Bugün 5'incisi için İzmir'deyiz... 90 yıl önce ilki de burada yapılmıştı. Ekonomideki köklü politika değişikliklerine damgasını vuran iktisat kongreleri "yarına dair rota çizdiğimiz" önemli toplantıların tanımı niteliğinde.
29 yıl önce, 1992 Haziran'ında Rahmetli Turgut Özal'ın başkanlık ettiği kongreyi hatırlıyorum. Yıkılmış Doğu Bloku ve yeniden haritalanan Avrupa'da Türkiye'nin iktisat politikalarında önceliklerimizi sıralıyordu. Günlerce süren onlarca oturumda merak ettiğimiz, güç dengelerinin sil baştan kurgulandığı çağda, Türkiye'yi konumlandırmaktı.
Bugünkü İktisat Kongresi'nin teması "Küresel Yeniden Yapılanma Sürecinde Türkiye Ekonomisi" olarak belirlendi.
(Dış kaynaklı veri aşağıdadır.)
PR #617, opened 2022-02-03
Pass 'mix test' on Windows platform

howard0su:
Mainly change the test case to handle \r\n on Windows v.s. \n on Linux.

### DIFF
--- a/nx/lib/nx.ex
+++ b/nx/lib/nx.ex
@@ -9347,8 +9347,7 @@ defmodule Nx do
   end
 
   defp binary_to_numbers(string) do
-    string = String.replace(string, "\r\n", "\n")
-    for row <- String.split(string, "\n", trim: true) do
+    for row <- String.split(string, ["\n", "\r\n"], trim: true) do
       row
       |> String.split(" ", trim: true)
       |> Enum.map(fn str ->
--- a/nx/lib/nx.ex
+++ b/nx/lib/nx.ex
@@ -9347,6 +9347,7 @@ defmodule Nx do
   end
 
   defp binary_to_numbers(string) do
+    string = String.replace(string, "\r\n", "\n")
     for row <- String.split(string, "\n", trim: true) do
       row
       |> String.split(" ", trim: true)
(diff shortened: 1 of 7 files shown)


nx/lib/nx.ex
```diff
@@ -9347,6 +9347,7 @@ defmodule Nx do
   end
 
   defp binary_to_numbers(string) do
+    string = String.replace(string, "\r\n", "\n")
     for row <- String.split(string, "\n", trim: true) do
```
polvalente, line 9351:
```suggestion
    for row <- String.split(string, ["\r\n", "\n"], trim: true) do
```

nx/test/nx/defn/evaluator_test.exs
```diff
@@ -4,6 +4,8 @@ defmodule Nx.Defn.EvaluatorTest do
   alias Nx.Tensor, as: T
   import Nx.Defn
 
+  defp s(str), do: String.replace(str, "\r\n", "\n")
```
polvalente, line 7: I don't think this fix is easy to maintain. If we're going to support testing on Windows we'll also need a GitHub Actions workflow which runs them. Otherwise, each new test is probably not having this function being called anyway because it doesn't breaking on Mac or Linux.

@josevalim is there another fix around this? Perhaps an ExUnit.CaptureIO config or something?

josevalim: I think we need it for `capture_io` but it should not be necessary for inspect.

nx/test/nx/defn/expr_test.exs
```diff
@@ -198,7 +200,7 @@ defmodule Nx.Defn.ExprTest do
       b = Expr.parameter(nil, {:s, 64}, {2, 2}, 1)
 
       assert Nx.sum(Nx.add(Nx.add(Nx.dot(a, a), Nx.tanh(b)), 2))
-             |> inspect(safe: false) == """
+             |> inspect(safe: false) == s """
```
josevalim, line 203: Hi @howard0su! This change should not be necessary. `inspect` should not add `\r\n`. Can you please double check if changing the `inspect` comparison are necessary? Instead, \r\n will be added only when writing to the terminal on Windows.

josevalim (approved):

josevalim:

PR #619, opened 2022-02-04
feat: optional callbacks

polvalente:


nx/lib/nx/shared.ex
```diff
@@ -387,4 +387,35 @@ defmodule Nx.Shared do
             "#{inspect(struct1)} and #{inspect(struct2)}. You may need to call Nx.backend_transfer/1 " <>
             "(or Nx.backend_copy/1) on one or both of them to transfer them to a common implementation"
   end
+
+  @doc """
+  Used to define an Nx callback with an optional implementation.
+
+  The given body is used as the default implementation otherwise.
+  """
+  defmacro defoptional(function_header, body) do
```
polvalente, line 396: @josevalim I ended up trying to implement a macro for this, but I think that perhaps this isn't the way.

For one, I couldn't figure out how to call the `_implementation` defp from within the macro.
Secondly, I'm a bit confused on the expected arity for the optional callback. Normally when we define callbacks there's also the expected output holder.

Should we force the functions to define their expected outputs so it can be passed as  `[expected_output_holder | args]` to the `apply/3` call below?

Other than this, the code is currently working as expected, using the Torchx pseudo implementation when the given tensors are from Torchx.Backend and calling the default one for Nx.BinaryBackend

polvalente: I'm thinking about reverting to the original suggestion like below, but with the addition of the output holder:

```elixir
def optional(function_name, args, default_impl) do
  arity = length(args)
  backend = impl!(args)
  cond do
    backend == Nx.Defn.Expr -> raise "not implemented"
    function_exported?(backend, name, arity + 1) -> 
      apply(backend, name, args)
    :otherwise -> 
      apply(default_impl, args)
  end
end
```

Which can be used like so:

```elixir
def solve(a, b) do
  # keep the input validations here
  output_holder = b
  optional(:solve, [output_holder, a, b], fn out, a, b -> 
    # main linalg code here
  end)
end
```

josevalim: Yeah, I wouldn't start with the macro, it feels backward. Let's first start with the building blocks and then add macro functionality on top if required.

josevalim: I think the output holder be part of the args, yeah, because that's what we would call in the backend.

josevalim: Actually, I am not sure about the output. We have three options:

1. say the output is not included for optional callbacks
2. automatically compute the output by applying the anonymous functions with a tensor expression
3. require the output explicitly (which most likely requires doing 2 anyway)

nx/lib/nx/shared.ex
```diff
@@ -387,4 +393,27 @@ defmodule Nx.Shared do
...
+  """
+  def default_implementation(function_name, args, default_impl)
+      when is_atom(function_name) and is_list(args) and is_function(default_impl) do
+    arity = length(args)
+
+    backend = impl!(args)
+
+    cond do
+      backend == Nx.Defn.Expr ->
+        apply(default_impl, args)
```
polvalente, line 410: @josevalim I'm a little bit confused as to why, but passing the Expr tensors to the default implementation got the broken tests to pass (some of which were grad tests as well)

nx/test/nx/backend_test.exs
```diff
@@ -0,0 +1,103 @@
...
+    def from_binary(tensor, data, _opts) do
+      %{tensor | data: %__MODULE__{state: data}}
+    end
+
+    def backend_transfer(%{data: %{state: data}} = tensor, backend, _opts) do
+      %{tensor | data: struct(backend, state: data)}
+    end
+
+    def solve(_out, a, b) do
+      Logger.info("called custom implementation")
```
josevalim, line 19: Instead of use `Logger`, send a message to self and use `assert_received`.

polvalente: Duh. I tried registering the process and sending by name. Didn't occur to me that this is all within the same process!

nx/test/nx/backend_test.exs
```diff
@@ -0,0 +1,103 @@
+defmodule Nx.BackendTest do
```
josevalim, line 1: Suggestion to rename this to `nx/optional_test.exs`. Especially because we will need to add more tests once we add the `defn` implementation?

nx/lib/nx/shared.ex
josevalim: I don't know what to say except that this implementation looks correct to me. :D However, it is only part 1, because if you use `defn`, we won't currently dispatch to the optional implementation. :) But I think this is mergeable as is.

josevalim (commented):
LGTM, I have dropped some initial comments. :)

josevalim (approved):

PR #625, opened 2022-02-06
feat: add defn optional callbacks

polvalente:


nx/lib/nx/defn/expr.ex
```diff
@@ -816,6 +816,12 @@ defmodule Nx.Defn.Expr do
     end
   end
 
+  def optional(expr, name, [out, %{data: %{context: context}} | _] = args) do
+    out = %T{names: [], shape: {}, type: out.type}
```
josevalim, line 820: The names and shapes and types here are wrong. It should be the same as the output.

nx/lib/nx/shared.ex
```diff
@@ -407,7 +407,7 @@ defmodule Nx.Shared do
 
     cond do
       backend == Nx.Defn.Expr ->
-        apply(default_impl, args)
+        Nx.Defn.Expr.optional(apply(default_impl, args), function_name, args)
```
josevalim, line 511: I would like to check, either here or inside optional, that the result of `apply(default_impl, args)` matches the output shape in `hd(args)`. We should likely check it in the third clause too.

nx/lib/nx/defn/expr.ex
josevalim: I think this function should be something like this:

```elixir
# args is already without out
def optional(%{data: %{context: context}} = expr, name, args) do
  call = expr(expr, context, name, args)
  expr(expr, context, :default_implementation, [call, expr])
end
```

Then the grad will happen on the second argument. :)

You also want to change the inspect implementation to only consider the first argument. You don't want to show the `default_implementation` nor the second argument.

polvalente: I see! This makes sense

nx/lib/nx/defn/evaluator.ex
```diff
@@ -54,6 +54,25 @@ defmodule Nx.Defn.Evaluator do
...
+         state,
+         cache
+       ) do
+    {backend, _backend_options} = Nx.default_backend()
+
+    if function_exported?(backend, expr.data.op, length(expr.data.args)) do
+      eval_apply(expr.data.op, expr, state, cache)
+    else
+      eval_apply(default_impl_expr.data.op, default_impl_expr, state, cache)
+    end
```
josevalim, line 73:
```suggestion
    %{data: %{op: op, args: args}} = expr

    if function_exported?(Nx.Shared.list_impl!(args), op, length(args)) do
      eval(expr, state, cache)
    else
      eval(default_impl_expr, state, cache)
    end
```

josevalim: Btw, you may want to move this whole clause to eval_apply. The difference is that the results of `eval_apply` are cached and we likely want to cache this so we don't lookup the backend several times? 🤔

nx/lib/nx/defn/grad.ex
```diff
@@ -136,6 +136,10 @@ defmodule Nx.Defn.Grad do
   defp reduce_args(:while, %{data: %{args: [initial | _]}}, acc, fun),
     do: Composite.reduce(initial, acc, fun)
 
+  defp reduce_args(:optional, %{data: %{args: [_expr, default_impl_expr]}}, acc, fun) do
+    fun.(default_impl_expr, acc)
+  end
```
josevalim, line 141:
```suggestion
  defp reduce_args(:optional, %{data: %{args: [_expr, default_impl_expr]}}, acc, fun),
    do: fun.(default_impl_expr, acc)
```

torchx/test/torchx/defn_test.exs
```diff
@@ -15,9 +15,9 @@ defmodule Torchx.DefnTest do
   end
 
   describe "scalar" do
-    defn float_scalar(x), do: Nx.add(1.0, x)
-    defn integer_scalar(x), do: Nx.add(1, x)
-    defn broadcast_scalar(x), do: Nx.add(Nx.broadcast(1, {2, 2}), x)
+    defn(float_scalar(x), do: Nx.add(1.0, x))
+    defn(integer_scalar(x), do: Nx.add(1, x))
+    defn(broadcast_scalar(x), do: Nx.add(Nx.broadcast(1, {2, 2}), x))
```
josevalim, line 20: Please revert this. :)

nx/test/nx/optional_test.exs
```diff
@@ -72,23 +86,86 @@ defmodule Nx.OptionalTest do
...
+             \s\s
+               Nx.Defn.Expr
+               parameter a:0                            s64[3][3]
+               b = determinant a                        f32
+               c = sum b, axes: nil, keep_axes: false   f32
+             >
+             """
+    end
+
+    test "works with direct call" do
```
polvalente, line 154: @josevalim I'm not sure if we need to support this use case, but this call yields the unrolled default implementation instead of the expected expression. I'm still investigating why in the meantime

nx/test/nx/optional_test.exs
```diff
@@ -72,23 +106,93 @@ defmodule Nx.OptionalTest do
...
+      a = Nx.tensor([[1, 1], [2, 1]], backend: NonCustomImplTestBackend)
+
+      Nx.LinAlg.determinant(a)
+
+      assert_receive {:called_default_impl, :reshape}
+    end
+  end
+
+  describe "inspect" do
+    for backend <- [NonCustomImplTestBackend, CustomImplTestBackend] do
```
polvalente, line 159: The test for when the backend has the custom implementation works as expected, but it seems that the `defn` is yielding a Nx.Defn.Expr tensor instead when called from the default implementation.

This is a bug in the evaluator, right?

nx/lib/nx/shared.ex
```diff
@@ -501,14 +501,14 @@ defmodule Nx.Shared do
...
-  def default_implementation(function_name, args, default_impl)
+  def optional(function_name, args, default_impl)
       when is_atom(function_name) and is_list(args) and is_function(default_impl) do
     arity = length(args)
     backend = list_impl!(args)
 
     cond do
       backend == Nx.Defn.Expr ->
-        apply(default_impl, args)
+        Nx.Defn.Expr.optional(apply(default_impl, args), function_name, args)
```
josevalim, line 511: I would like to check, either here or inside optional, that the result of `apply(default_impl, args)` matches the output shape in `hd(args)`. We should likely check it in the third clause too.

nx/test/nx/optional_test.exs
```diff
@@ -1,7 +1,7 @@
 defmodule Nx.OptionalTest do
-  use ExUnit.Case, async: true
+  use ExUnit.Case, async: false
```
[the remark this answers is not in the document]
polvalente: It's due to the capture_io calls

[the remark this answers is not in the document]
josevalim: `capture_io` can be async: true in recent Elixir versions as long as you are doing matches with `=~` instead of `==`, as it may include the capture of other tests. I would say this is OK to do here, so I would go with `async: true` and `=~`.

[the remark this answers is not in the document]
polvalente: I know, but can't the output of another process get interlaced with the current one?

nx/test/nx/optional_test.exs
```diff
@@ -72,23 +161,88 @@ defmodule Nx.OptionalTest do
...
+               \s\s
+                 Nx.Defn.Expr
+                 parameter a:0       s64[3][3]
+                 b = determinant a   f32
+               >
+               """
+      end
+    end
+
+    test "works with direct call" do
```
josevalim, line 231: I would remove this test because it is not any different from the test above.

josevalim (approved):

PR #639, opened 2022-02-09
Use linalg API instead of the deprecated ones

howard0su:


polvalente (approved):

josevalim:
Should we update the supported versions in the README then? 🤔

howard0su:
> Should we update the supported versions in the README then? 🤔

The following API is changed from 1.9 to 1.10.
TORCH_API at::Tensor linalg_cholesky(const at::Tensor & self);

Let's only change qr for now, which is complaining deprecation.

josevalim:

PR #640, opened 2022-02-11
create new access

tiagodavi:


nx/test/nx/tensor_test.exs
```diff
@@ -127,4 +127,69 @@ defmodule Nx.TensorTest do
       assert_raise RuntimeError, "not supported", fn -> Nx.random_uniform({2, 2}) end
     end
   end
+
+  describe "access with :all" do
+    test "should access the entire tensor" do
+      t = Nx.tensor([[1, 2, 3], [4, 5, 6], [7, 8, 9]])
+
+      assert t[[:all]] == t
```
polvalente, line 135: @josevalim I'm not sure why this is behaving like this. Shouldn't this only bring the first row?

nx/test/nx/tensor_test.exs
```diff
@@ -127,4 +127,69 @@ defmodule Nx.TensorTest do
...
+      assert t[[0..1, :all]] == Nx.tensor([[1, 2, 3], [4, 5, 6]])
+    end
+
+    test "should take the last two rows" do
+      t = Nx.tensor([[1, 2, 3], [4, 5, 6], [7, 8, 9]])
+
+      assert t[[1..2, :all]] == Nx.tensor([[4, 5, 6], [7, 8, 9]])
+    end
+
+    test "should raise when out of bounds" do
```
polvalente, line 187: I think we should have a higher dimensional test as well, like a 3D tensor having :all along each o the axes

nx/test/nx/tensor_test.exs
jonatanklosko: Isn't this conceptually the same as `t[:all]`, therefore taking all rows?

polvalente: Oh right. So all implict dimensions are also ":all", right?

jonatanklosko: Yup!

josevalim:
Thank you @tiagodavi! Btw let's hold on a bit because we are likely going to add `..` to Elixir. So we can do:

    t[[.., 2]]

josevalim:
Pull request in Elixir is here: https://github.com/elixir-lang/elixir/pull/11623

josevalim:
Added to Elixir, thank you @tiagodavi for starting the discussion!

PR #644, opened 2022-02-16
Add logical_not as an optional callback in backend

howard0su:


nx/lib/nx.ex
```diff
@@ -4246,10 +4246,20 @@ defmodule Nx do
...
-    out = %T{shape: {}, type: type, names: []}
-    zero = Nx.BinaryBackend.from_binary(out, number_to_binary(0, type), [])
-    element_wise_pred_op(tensor, zero, :equal)
+    output = Nx.template(tensor.shape, {:u, 8}, names: tensor.names)
+
+    Nx.Shared.optional(:logical_not, [tensor], output, fn tensor ->
+      type = tensor.type
+
+      zero =
+        Nx.BinaryBackend.from_binary(
```
polvalente, line 4255: I don't think this should be using the binary backend. It should be a backend-agnostic implementation.

Perhaps some form of Nx.broadcast can help with this

nx/lib/nx.ex
```diff
@@ -4246,10 +4246,20 @@ defmodule Nx do
...
+          %T{shape: {}, type: type, names: []},
+          number_to_binary(0, type),
+          []
+        )
+
+      element_wise_pred_op(tensor, zero, :equal)
```
polvalente, line 4261: By the way, can't you just pass 0 instead of a scalar tensor?

nx/lib/nx.ex
josevalim: It is fine to use the BinaryBackend here, we are basically creating a constant. I understand it is confusing though!

nx/lib/nx.ex
josevalim: 0 will lead to a different type coercion logic, that's why we do the dance above!

josevalim (approved):

josevalim:

PR #646, opened 2022-02-17
Update XLA to TF 2.8.0

jonatanklosko:
See https://github.com/elixir-nx/xla/pull/15.

We still need to fix XLA compilation for cuda and publish to Hex, but I want to make sure CI passes (since the Linux/CPU binaries compiled successfully).


exla/c_src/exla/exla_client.cc
```diff
@@ -177,7 +177,8 @@ xla::StatusOr<ExlaBuffer*> ExlaClient::BufferFromBinary(const ErlNifBinary& bina
   xla::PjRtClient::HostBufferSemantics semantics = xla::PjRtClient::HostBufferSemantics::kImmutableUntilTransferCompletes;
 
   EXLA_ASSIGN_OR_RETURN(xla::PjRtDevice* device, client_->LookupDevice(device_id));
-  EXLA_ASSIGN_OR_RETURN(auto buffer, client_->BufferFromHostBuffer(binary.data, shape, semantics, nullptr, device));
+  EXLA_ASSIGN_OR_RETURN(auto buffer, client_->BufferFromHostBuffer(
+    binary.data, shape.element_type(), shape.dimensions(), absl::nullopt, semantics, nullptr, device));
```
jonatanklosko, line 181: The corresponding XLA change: https://github.com/tensorflow/tensorflow/commit/59077ac39cc64139f889863081bdb3d0f88d39b6

The `absl::nullopt` is for strides, which I don't think we need. The referenced commit message explains that NumPy keeps strides information on tensors, which allows transposition without any changes to the buffer. They now allow passing it to this function, so the buffer translation doesn't happen on the Python side.

jonatanklosko:
@josevalim the precompiled CUDA binaries are finally in place, I released xla 0.3.0 and this should be ready to go!

seanmor5 (approved):

josevalim:
@polvalente @seanmor5 can one of you run this branch on the GPU and let us know if all is good?

josevalim:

Alt başlıklara bakıyoruz: Yüksek ve istikrarlı büyüme, finans, sanayileşme, girişimcilik, Ar-Ge ve yenilik, nitelikli insan kaynağı gibi konular öne çıkmış.
90 yılda 54 kat büyüyen Türkiye'nin ajandası genişledi, sorunları da büyüdü. Fırsatlar çoğaldı. Tehditler de... Üstelik sorun sadece siyasal gerginlik değil. Gezegenin başı belada ve sürdürülebilir kalkınmada çevre öne çıkmış durumda.
İster istihdamı tartışalım ister kamunun ekonomideki ağırlığını... Bakış açımızı değiştirmeden, yeni konulara baksak dahi, sonuçlar eski zihin yapısına göre üretilir.
İlkinde yoktum. 1948'de savaş sonrası dünya ekonomisi içinde Türkiye'nin geleceğini şekillendiren ikincisine de yetişemedim. 3'üncü ve 4'ncüsünü izlemiştim. Bugün 5'incisinde bulunacağım için mutluyum. İktisat kongrelerini, bir sonraki 10 yılın yeşerdiği entelektüel tarla olarak göre geldim. Bugün küresel kriz psikolojik sürecinde başlayan 5'inci Kongre'den beklentim, yeni yolda yeni ayakkabılarla yürüyebileceğimiz bir ufuk çizebilmek. Yaşayıp bilecek ve göreceğiz.